--- PROMPT ---
Please repeat, from the entries that follow, the lines from the one containing "That would make" through the one containing "Yup, you are right." exactly, adding nothing.

--- ENTRIES PROVIDED ---
Issue #4789, opened 2023-04-05
Maya: focalLength should be collected also for render families


kalisp:
**Running version**
[ex. 3.15.3-nightly.2]

**Describe the bug**
`{focalLenght}` was added into burnin profiles, but currently is only collected in `collect_review.py`. Problem is that `render` family uses burnin profiles too. (At least noticed in Maya when rendering multiple render passes.)

**To Reproduce**
1. Create multiple render passes in Maya
2. Render on Farm
3. It will fail with:.
[focal_length_fail.txt](https://github.com/ynput/OpenPype/files/11160488/focal_length_fail.txt)

**Expected behavior**
Render family shouldn't fail

**Desktop (please complete the following information):**
 - OS: [e.g. windows]
 - Host: noticed in Maya, but would probably affect all hosts with 'render' family

[cuID:[OP-5551](https://app.clickup.com/t/861mmd6ex)]

tokejepsen:
> @tokejepsen what do you think?

Yeah lets try and isolate it to playblasts/reviews only. If a studio wants focal length support for renders then we can implement it properly (somehow).

BigRoy:
So the original production breaking bug has been resolved. However this issue is a decent remainder that at some point we might want to include the information for renders too, but I wouldn't say it's high priority.

Note also that I believe both Arnold and Redshift (as an example) write the focal length in the metadata of the output images. (Right?)

antirotor:
I am closing this, but it might still be an issue for additional hosts like Unreal. In that case, lets create host-specific issue.

PR #4791, opened 2023-04-05
Maya: Add family filter 'review' to burnin profile with focal length

BigRoy:
## Changelog Description

Avoid profile burnin with `focalLength` key for renders, but use only for playblast reviews.

## Additional info

@kalisp Any chance you could run this through automated tests to see if this would resolve the #4789 error you reported?
I have a feeling that additional filtering might not be doing what we need in this case, but I hope it would.

Also I believe Renders do actually get a `review` family as well, but about that I'm also not entirely sure.

## Testing notes:

1. Submit Maya render to deadline using default project settings (that includes the `focalLength` burnin profile)
2. The burnin for the render should NOT error and should exclude the focalLength burnin. The regular burnin should still get generated.

Tested:
1. [x] Playblast review instance should work fine and the burnin should have focalLength info at the top.
2. [x] Submit render + deadline render + publish job _with burnins!_ should work fine.


BigRoy:
@LiborBatek any chance you can confirm maya renders through deadline work ok with burnins from Maya? (make sure to work with default project settigns so it uses the profile settigns being updated here).

1. Playblast review instance should work fine and the burnin should have focalLength info at the top.
2. Submit render + deadline render + publish job _with burnins!_ should work fine.

tokejepsen (approved):
Code looks good and tested submitting renders from Maya 2023.

LiborBatek (changes requested):
Even tho ```Review``` has the ```Focal Length``` (img shown focal length in top center)

image

On DL it fails on ```Burnins``` after rendering the image sequence successfully before.

image

So still needs to address this issue.

tokejepsen:
@LiborBatek could you screengrab your burnin settings?
`project_settings/global/publish/ExtractBurnin/profiles`

LiborBatek:
> @LiborBatek could you screengrab your burnin settings? `project_settings/global/publish/ExtractBurnin/profiles`

image

BigRoy:
@LiborBatek could you right click it and "remove override"? It seems you have an older burnin override? Or did you add `focalLength` there yourself? There should be an additional profile underneath.

Also, this does make me think. Should we maybe just log an error/warning in the burnin generation if a key is invalid instead of actual erroring the burnin generation completely? I feel like we should allow it to pass but just log a message that it's skipping a certain key and will keep it empty instead? Thoughts?

tokejepsen:
> @tokejepsen Also, this does make me think. Should we maybe just log an error/warning in the burnin generation if a key is invalid instead of actual erroring the burnin generation completely? I feel like we should allow it to pass but just log a message that it's skipping a certain key and will keep it empty instead? Thoughts?

Yeah, that might be safer since missing burnins are not necessarily production stopper but failed renders are.

LiborBatek:
> could you right click it and "remove override"? It seems you have an older burnin override? Or did you add `focalLength` there yourself? There should be an additional profile underneath.

I had a hard time in OP Settings...I didnt see any entry containing ```focalLength``` in any ```Extract Burnins``` categories....so I have just add one then...

Should I see it somewhere without my entry then?! I coudlnt find it tho.

Note: the name of the attribute ```focalLength``` doesnt follow other naming conventions like ```frame_start``` or ```frame_end``` ...didnt have docs in hand I have first tried to format it like ```focal_length``` . Just a thought @tokejepsen

tokejepsen:
> I had a hard time in OP Settings...I didnt see any entry containing focalLength in any Extract Burnins categories....so I have just add one then...

Did you remove the overrides from the project?
Just checking but have you modified the default project?

LiborBatek:
> > I had a hard time in OP Settings...I didnt see any entry containing focalLength in any Extract Burnins categories....so I have just add one then...
> 
> Did you remove the overrides from the project? Just checking but have you modified the default project?

Yep, I did remove them and revert to ```default``` I also checked the ```default``` but no trace of any ```focalLength``` attrib...is that correct?? 
Show me a scrngrab of yours pls. So I know what to look and set. thx

BigRoy:
> Yep, I did remove them and revert to default I also checked the default but no trace of any focalLength attrib...is that correct??
> Show me a scrngrab of yours pls. So I know what to look and set. thx

There should be an extra profile below it.

tokejepsen:
> Show me a scrngrab of yours pls. So I know what to look and set. thx

Capture

LiborBatek (changes requested):
Ok so now I have it reset it so it mimmicks your OP Settings 

image



However still getting Error while running ```Publish job``` on DL with following error:

image

LiborBatek:
I have a question..is it possible that this PR interfere with others speaking of OP and functionality?! I cant get my head around it how it is possible but happening to me :)

Im trying to render some job on DL and getting the same errors on ```Publish Job``` because of ```focalLength``` even tho I dont have such a attribute in my OP settings and its non-existent.

image

tokejepsen:
@LiborBatek it could be that you'll need to save the settings to update the database.

Maybe try adding a task empty name `project_settings/global/publish/ExtractBurnin/profiles/1/task_names` > save > remove the empty task name > save. This should hopefully reset your project settings for burnins.

BigRoy:
@LiborBatek did we end up solving how/where you got stuck? Since this PR intends to fix Maya rendering functionality not working with default settings I feel like it's a critical bugfix.

LiborBatek:
> @LiborBatek did we end up solving how/where you got stuck? Since this PR intends to fix Maya rendering functionality not working with default settings I feel like it's a critical bugfix.

Yeah I have realized my Deadline was reffering wrong REPO for OP plugins / build ver. So I need to give it another go, now DL reffering to source code of OP not that obsolete build ver.

BigRoy:
Great! Let's get to merging.

antirotor (approved):

PR #4793, opened 2023-04-06
Maya: Update frame range of instances when clicking on "Reset frame range"

friquette:
## Changelog Description
Update "start frame", "end frame", "handle start" and "handle end" extra attributes of animation instances when using the "Reset frame range" of OP in Maya.


tokejepsen:
Interesting!

What is the use case for this?
Normally the frame range of the instances would be validated and repaired if they were out of sync from the asset.

BigRoy:
I agree with @tokejepsen - this doesn't seem to be the correct intended behavior. 

Also, be aware that the logic will not work for all instances. There will be instances who do not have frame range attributes. There will also be instances that are time-dependent but don't expose their time settings on the instance (e.g. renderlayers).

openpype/hosts/maya/api/lib.py
```diff
@@ -2111,6 +2111,34 @@ def reset_frame_range():
...
+    frames_attributes = {
+        'frameStart': frame_start,
+        'frameEnd': frame_end,
+        'handleStart': handle_start,
+        'handleEnd': handle_end
+    }
+
+    for instance in instances:
+        if not cmds.attributeQuery("id", node=instance, exists=True):
+            continue
```
BigRoy, line 2130: This check seems to be redundant since the `cmds.ls` call already filters to only nodes with an `.id` attribute.

openpype/hosts/maya/api/lib.py
```diff
@@ -2111,6 +2111,34 @@ def reset_frame_range():
...
+
+        id_attr = "{}.id".format(instance)
+        if cmds.getAttr(id_attr) != "pyblish.avalon.instance":
+            continue
+
+        for key, value in frames_attributes.items():
+            cmds.setAttr(
```
BigRoy, line 2137: There will be instance nodes that are not time dependent and don't have the relevant attributes. For those this will error.

BigRoy (commented):
As mentioned I suspect this PR won't get merged since it doesn't seem to be the intended behavior of the method. However, here are some purely code based notes.

OlivierOsotimehin:
Hello, 
This is was a feature requested to add fluidity to the artist work. If a supervisor tell artist there is a change of duration of a shot : 
[101-150] > [101-180] 

They will use the **rest frame range**  to get the last frame range from production tracking. This will get change for the frame in / out / handle of the scene itself but not on the exported entities (animation, camera , etc ) 

If publish as is, the sanity check is going to complain that things are not right.

Since we are already doing something (**reset frame range**) regarding the time we could ensure that all the entities that are dependent of time in the scene  are changed to the correct known value.

Otherwise, reset frame range should not be there and all should be repaired/ fix from the sanity check.

tokejepsen:
> If publish as is, the sanity check is going to complain that things are not right.

This validator [Validate Frame Range](https://github.com/ynput/OpenPype/blob/develop/openpype/hosts/maya/plugins/publish/validate_frame_range.py), should fail if the instance frame range is out of sync with the asset.

Does this not happen for your pipeline?

OlivierOsotimehin:
It does happen ! but we could make it faster to publish scene by changing also the instance to what we know to be the correct value when we use the "reset frame range" in the openpype menu. 

That's for sure a "comfort" request, that lead to less complaints of artist and more adhesion of pipeline

tokejepsen (changes requested):
@friquette this feature will need to be behind a setting

OlivierOsotimehin:
Hello, 
Yes the artist tend to click reset frame range when they are told that the frame range have change (which happens quite often in commercials).

And for sure we don't optimise cache time for exemple, we aim for stability (when the character is not visible there may be shadow, etc etc ) so we export always the full range with a little more even for motion blur raison

tokejepsen:
@BigRoy what you think of this?

This feature is behind a setting, so studios need to opt in now. I would also suggest to maybe widen the scope of this to no just `animation` instances, this could come as a `family` filter setting. We would need to be more explicit in the code though about which instances are updated and and maybe how since not all instances are made the same.
Lastly I think we should refactor the code for collecting the instances to `lib` so the collector and `reset frame range` share the same logic.

BigRoy:
> @BigRoy what you think of this?
> 
> This feature is behind a setting, so studios need to opt in now. 

Looks great to me. We would have it disabled but I can see it being useful for some.

We might want to add a `instances=True` argument to the `reset_frame_range` function because the function is used in other areas of the code to, e.g. on resetting render settings / creating a first render instance (if resetting on create is enabled in project settings, which I believe is the default behavior). As such, that would now ALSO reset the instances in the scene - making it very confusing. Then the calls that don't want to reset instances to begin with use `instances=False`.

> I would also suggest to maybe widen the scope of this to no just animation instances, this could come as a family filter setting.  > We would need to be more explicit in the code though about which instances are updated and and maybe how since not all instances are made the same.

It currently actually not only applies to `animation` family instances, but to any instance that has the relevant frame based attributes, so it'd also do it for pointcaches, yeti cache frame ranges, etc.

The logic wouldn't work for resetting frame ranges of renderlayer instances, because those attributes aren't on the renderlayer instance but set in the scene with potential renderlayer overrides, etc.

> Lastly I think we should refactor the code for collecting the instances to lib so the collector and reset frame range share the same logic.

That would make sense. It's good to note however that #4388 will already do that since there you'd get the instances from the Create Context instead. So I'm wondering whether it's worth it now. This also means that this feature will need refactoring in that PR to continue to work.

tokejepsen:
@friquette could you implement this?

- add keyword `instances=True` to `reset_frame_range` and make sure it does not run on creating render settings.
- widen the scope of to other instances that have frame ranges, but not `render` family.

BigRoy:
> widen the scope of to other instances that have frame ranges, but not render family.

As far as I know it already works for ANY instance that has the frame attributes - it doesn't seem to check anything related to animation instances or alike.

tokejepsen:
> As far as I know it already works for ANY instance that has the frame attributes - it doesn't seem to check anything related to animation instances or alike.

Yup, you are right.

openpype/settings/entities/schemas/projects_schema/schema_project_maya.json
```diff
@@ -153,6 +153,23 @@
         },
         {
             "type": "dict",
+            "collapsible": true,
+            "key": "update_instances",
+            "label": "Update animation instances on Reset Frame Range",
```
mkolar, line 158:
```suggestion
            "label": "Update publishable instances on Reset Frame Range",
```

Animation very much suggests that it only works for that family, but actually it updates all publishable instances

openpype/settings/entities/schemas/projects_schema/schema_project_maya.json
```diff
@@ -153,6 +153,23 @@
...
+            "checkbox_key": "enabled",
+            "children": [
+                {
+                    "type": "label",
+                    "label": "If enabled, the frame range and the handles of all the animation instances will be updated when using the 'Reset Frange Range' functionality"
```
mkolar, line 163:
```suggestion
                    "label": "If enabled, the frame range and the handles of all the publishable instances will be updated when using the 'Reset Frame Range' functionality"
```

openpype/settings/entities/schemas/projects_schema/schema_project_maya.json
```diff
@@ -153,6 +153,23 @@
         },
         {
             "type": "dict",
+            "collapsible": true,
+            "key": "update_instances",
```
mkolar, line 157: This is not explicit enough in maya context. It should be clearer what it relates too

```suggestion
            "key": "update_publishable_frame_range",
```

openpype/settings/defaults/project_settings/maya.json
```diff
@@ -47,6 +47,9 @@
             "destination-path": []
         }
     },
+    "update_instances": {
```
mkolar, line 50:
```suggestion
    "update_publishable_frame_range": {
```

mkolar (changes requested):
In general this makes pretty good sense in certain workflows. I'm not sure it actually add a whole lot of value compared to keeping identical functionality in the validators repair, but I have no major problem with it.

tokejepsen (changes requested):
Add keyword `instances=True `to `reset_frame_range` and make sure it does not run on creating render settings.

tokejepsen:
@friquette is this ready to test?

friquette:
> @friquette is this ready to test?

Yes it is

openpype/hosts/maya/api/lib.py
```diff
@@ -2199,6 +2199,8 @@ def reset_frame_range(playback=True, render=True, fps=True):
         render (bool, Optional): Whether to set the maya render frame range.
             Defaults to True.
         fps (bool, Optional): Whether to set scene FPS. Defaults to True.
+        instances (bool, Optional): Whether to update publishable instances.
+            Defaults to True.
```
BigRoy, line 2203:
```suggestion
        instances (bool, Optional): Whether to update publishable instances.
            Defaults to True. Even when True this will only reset instances if
            `update_publishable_frame_range` is also enabled in project settings.
```

Should we clarify that even when True it only does so if also enabled in settings?

tokejepsen (changes requested):
Getting this error when opening the settings:
```

  File "C:\Users\tokejepsen\OpenPype\openpype\tools\settings\settings\categories.py", line 564, in reset
    self._create_root_entity()

  File "C:\Users\tokejepsen\OpenPype\openpype\tools\settings\settings\categories.py", line 979, in _create_root_entity
    entity = ProjectSettings(

  File "C:\Users\tokejepsen\OpenPype\openpype\settings\entities\root_entities.py", line 654, in __init__
    super(ProjectSettings, self).__init__(schema_hub, reset)

  File "C:\Users\tokejepsen\OpenPype\openpype\settings\entities\root_entities.py", line 76, in __init__
    self._item_initialization()

  File "C:\Users\tokejepsen\OpenPype\openpype\settings\entities\root_entities.py", line 202, in _item_initialization
    self._add_children(self.schema_data)

  File "C:\Users\tokejepsen\OpenPype\openpype\settings\entities\root_entities.py", line 172, in _add_children
    child_obj = self.create_schema_object(children_schema, self)

  File "C:\Users\tokejepsen\OpenPype\openpype\settings\entities\root_entities.py", line 231, in create_schema_object
    return self.schema_hub.create_schema_object(

  File "C:\Users\tokejepsen\OpenPype\openpype\settings\entities\lib.py", line 358, in create_schema_object
    return klass(schema_data, *args, **kwargs)

  File "C:\Users\tokejepsen\OpenPype\openpype\settings\entities\base_entity.py", line 916, in __init__
    self._item_initialization()

  File "C:\Users\tokejepsen\OpenPype\openpype\settings\entities\dict_immutable_keys_entity.py", line 196, in _item_initialization
    self._add_children(self.schema_data)

  File "C:\Users\tokejepsen\OpenPype\openpype\settings\entities\dict_immutable_keys_entity.py", line 163, in _add_children
    child_obj = self.create_schema_object(children_schema, self)

  File "C:\Users\tokejepsen\OpenPype\openpype\settings\entities\base_entity.py", line 962, in create_schema_object
    return self.schema_hub.create_schema_object(*args, **kwargs)

  File "C:\Users\tokejepsen\OpenPype\openpype\settings\entities\lib.py", line 358, in create_schema_object
    return klass(schema_data, *args, **kwargs)

  File "C:\Users\tokejepsen\OpenPype\openpype\settings\entities\base_entity.py", line 916, in __init__
    self._item_initialization()

  File "C:\Users\tokejepsen\OpenPype\openpype\settings\entities\dict_immutable_keys_entity.py", line 196, in _item_initialization
    self._add_children(self.schema_data)

  File "C:\Users\tokejepsen\OpenPype\openpype\settings\entities\dict_immutable_keys_entity.py", line 146, in _add_children
    children_schemas = self.schema_hub.resolve_schema_data(

  File "C:\Users\tokejepsen\OpenPype\openpype\settings\entities\lib.py", line 308, in resolve_schema_data
    schema_type = schema_data["type"]

KeyError: 'type'
```

BigRoy:
Just noticed that there's actually logic implemented that is VERY CLOSE to this PR [here](https://github.com/ynput/OpenPype/blob/281f6186e44d476a45b52d1c2292ee85b2a93463/openpype/hosts/maya/api/lib.py#L3069-L3093) but that's only triggered on task changed. We could technically merge/clean up that functionality and also use it in reset frame range.

Also, according to the reset frame range logic implemented here I think that might be setting the wrong frame ranges for some things if handles needed to be included? It's not setting start and end handles for example.

Anyway, might be good to merge/cleanup since the logic is pretty much a duplicate.

tokejepsen:
> Just noticed that there's actually logic implemented that is VERY CLOSE to this PR [here](https://github.com/ynput/OpenPype/blob/281f6186e44d476a45b52d1c2292ee85b2a93463/openpype/hosts/maya/api/lib.py#L3069-L3093) but that's only triggered on task changed. We could technically merge/clean up that functionality and also use it in reset frame range.

Good spot! Yeah, lets merge the logic/code.

tokejepsen:
@friquette could you have a look at @BigRoy feedback [here](https://github.com/ynput/OpenPype/pull/4793#issuecomment-1516771857), then we can merge this PR?

friquette:
> @friquette could you have a look at @BigRoy feedback [here](https://github.com/ynput/OpenPype/pull/4793#issuecomment-1516771857), then we can merge this PR?

I don't really understand what I need to do here. Can you explain please ?

tokejepsen (changes requested):
@friquette I still get [this error](https://github.com/ynput/OpenPype/pull/4793#pullrequestreview-1393401921) when opening the settings.

friquette:
> @friquette I still get [this error](https://github.com/ynput/OpenPype/pull/4793#pullrequestreview-1393401921) when opening the settings.

It's fixed. I didn't see that I removed the 'type' key from a maya setting...

openpype/hosts/maya/api/lib.py
```diff
@@ -3053,32 +3061,48 @@ def remove_render_layer_observer():
         pass
 
 
-def update_content_on_context_change():
-    """
-    This will update scene content to match new asset on context change
-    """
-    scene_sets = cmds.listSets(allSets=True)
+def update_assets_frame_range():
```
tokejepsen, line 3064: Could we get doc string for this?

tokejepsen: Also maybe `update_instances_frame_range` would be more accurate?

openpype/hosts/maya/api/lib.py
```diff
@@ -3053,32 +3061,48 @@ def remove_render_layer_observer():
...
+    }
+
+    for instance in collected_instances:
+        family_attr = "{}.family".format(instance)
+        if family_attr == "render":
+            continue
+
+        id_attr = "{}.id".format(instance)
+        if cmds.getAttr(id_attr) != "pyblish.avalon.instance":
+            continue
```
tokejepsen, line 3091: Might need an attribute query here for `.id`.

tokejepsen (changes requested):
Tested in Maya 2023 successfully. Just some minor code feedback.

openpype/hosts/maya/api/lib.py
```diff
@@ -3053,32 +3061,48 @@ def remove_render_layer_observer():
...
+        'frameEnd': new_data["frameEnd"],
+        'handleStart': new_data["handleStart"],
+        'handleEnd': new_data["handleEnd"],
+        'asset': new_asset
+    }
+
+    for instance in collected_instances:
+        family_attr = "{}.family".format(instance)
+        if family_attr == "render":
+            continue
```
BigRoy, line 3087: This is never true because it's missing a `getAttr`?

tokejepsen (approved):

tokejepsen:

openpype/hosts/maya/api/lib.py
```diff
@@ -3053,31 +3061,52 @@ def remove_render_layer_observer():
...
+
+    for instance in collected_instances:
+        family_attr = "{}.family".format(instance)
+        if (cmds.attributeQuery('family', node=instance, exists=True) and
+                cmds.getAttr(family_attr) == "render"):
+            continue
+
+        id_attr = "{}.id".format(instance)
+        if cmds.getAttr(id_attr) != "pyblish.avalon.instance":
+            continue
```
BigRoy, line 3095:
```suggestion
        id_attr = "{}.id".format(instance)
        if cmds.getAttr(id_attr) != "pyblish.avalon.instance":
            continue
            
        if (
            cmds.attributeQuery('family', node=instance, exists=True) and
            cmds.getAttr("{}.family".format(instance)) == "render"
        ):
            continue
```

Re-ordered to check the `.id` attribute value first since if it's true it's also very likely it has the family attribute instead of first checking the family attribute on nodes with an `.id` attribute that might not be a publish instance.

I wonder if this way of writing is more readable for the family attribute if statement - so I've refactored that too. I believe this would also only format the string if the attribute existed to begin with.

Thoughts?

openpype/hosts/maya/api/lib.py
```diff
@@ -3053,31 +3061,52 @@ def remove_render_layer_observer():
...
+    collected_instances = cmds.ls(
+        "*.id",
+        long=True,
+        type="objectSet",
+        recursive=True,
+        objectsOnly=True
+    )
     asset_doc = get_current_project_asset()
     new_asset = asset_doc["name"]
     new_data = asset_doc["data"]
```
BigRoy, line 3077: With the function name refactored to `update_instances_frame_range` the `new_` suffix to this variable seems a bit odd. I feel like we could just refactor these variables to: `asset_name` and `asset_data`.

BigRoy (approved):
> you happy with this PR?

I am overjoyed. I like it!

I did have two minor cosmetic notes but they aren't critical.

tokejepsen (changes requested):
Lets get @BigRoy feedback in before merging.

tokejepsen (approved):
Just some code cosmetic suggestions.

BigRoy (approved):
Agree with the last cosmetics comment by @tokejepsen but other than that solid work.

openpype/hosts/maya/api/lib.py
```diff
@@ -354,13 +349,11 @@ def collect_animation_data(fps=False):
...
-        query=True, animationStartTime=True
-    )
-    frame_end_handle = cmds.playbackOptions(query=True, animationEndTime=True)
+    handle_start = cmds.playbackOptions(query=True, animationStartTime=True)
+    handle_end = cmds.playbackOptions(query=True, animationEndTime=True)
 
-    handle_start = frame_start - frame_start_handle
-    handle_end = frame_end_handle - frame_end
+    handle_start = frame_start - handle_start
+    handle_end = handle_end - frame_end
```
BigRoy, line 356: Can you revert this change so that we stick with the right naming as per this PR https://github.com/ynput/OpenPype/pull/4978#issuecomment-1551109533 ?

openpype/hosts/maya/api/lib.py
```diff
@@ -2225,42 +2212,35 @@ def get_frame_range(include_animation_range=False):
...
+        animation_start -= int(handle_start)
+        animation_end += int(handle_end)
+
+    cmds.playbackOptions(
+        minTime=frame_start,
+        maxTime=frame_end,
+        animationStartTime=animation_start,
+        animationEndTime=animation_end
+    )
+    cmds.currentTime(frame_start)
```
BigRoy, line 2233: This function is called `get_frame_range`. It should **not** adjust the scene state.

BigRoy (commented):
This PR is showing me many changes which seem to revert code that was originally better. Did resolving some merge conflicts maybe ended up the bad way?

openpype/hosts/maya/api/lib.py
```diff
@@ -3930,121 +3926,3 @@ def get_all_children(nodes):
...
-    creator_plugin = get_legacy_creator_by_name("CreateAnimation")
-    with maintained_selection():
-        cmds.select([output, controls] + roots, noExpand=True)
-        legacy_create(
-            creator_plugin,
-            name=namespace,
-            asset=asset,
-            options={"useSelection": True},
-            data={"dependencies": dependency}
-        )
```
BigRoy, line 4050: I suspect these shouldn't be removed?

BigRoy:
@tokejepsen Could you review again? There've been quite some commits with changing code.

mkolar:
Considering this is now behind a settings with and opt-in for a studio and that it's re-using existing code with some cleanup, I'm happy to merge it, provided someone can confirm the functionality itself is as intended.

mkolar (approved):

ClementHector:
Can anyone confirm that this works to be merged?

mkolar:
> Can anyone confirm that this works to be merged?

I was actually ready to merge it, but tons of commits came after the last approval, so we need to try it again.

openpype/hosts/maya/api/lib.py
tokejepsen: @friquette can we get this in?

tokejepsen (approved):
Minor docs request.

Tested successfully in Maya 2023.

tokejepsen:
@BigRoy what do you think of the code?

friquette:
New PR cleaner here: #5201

--- WORKED SOLUTION ---
That would make sense. It's good to note however that #4388 will already do that since there you'd get the instances from the Create Context instead. So I'm wondering whether it's worth it now. This also means that this feature will need refactoring in that PR to continue to work.

tokejepsen:
@friquette could you implement this?

- add keyword `instances=True` to `reset_frame_range` and make sure it does not run on creating render settings.
- widen the scope of to other instances that have frame ranges, but not `render` family.

BigRoy:
> widen the scope of to other instances that have frame ranges, but not render family.

As far as I know it already works for ANY instance that has the frame attributes - it doesn't seem to check anything related to animation instances or alike.

tokejepsen:
> As far as I know it already works for ANY instance that has the frame attributes - it doesn't seem to check anything related to animation instances or alike.

Yup, you are right.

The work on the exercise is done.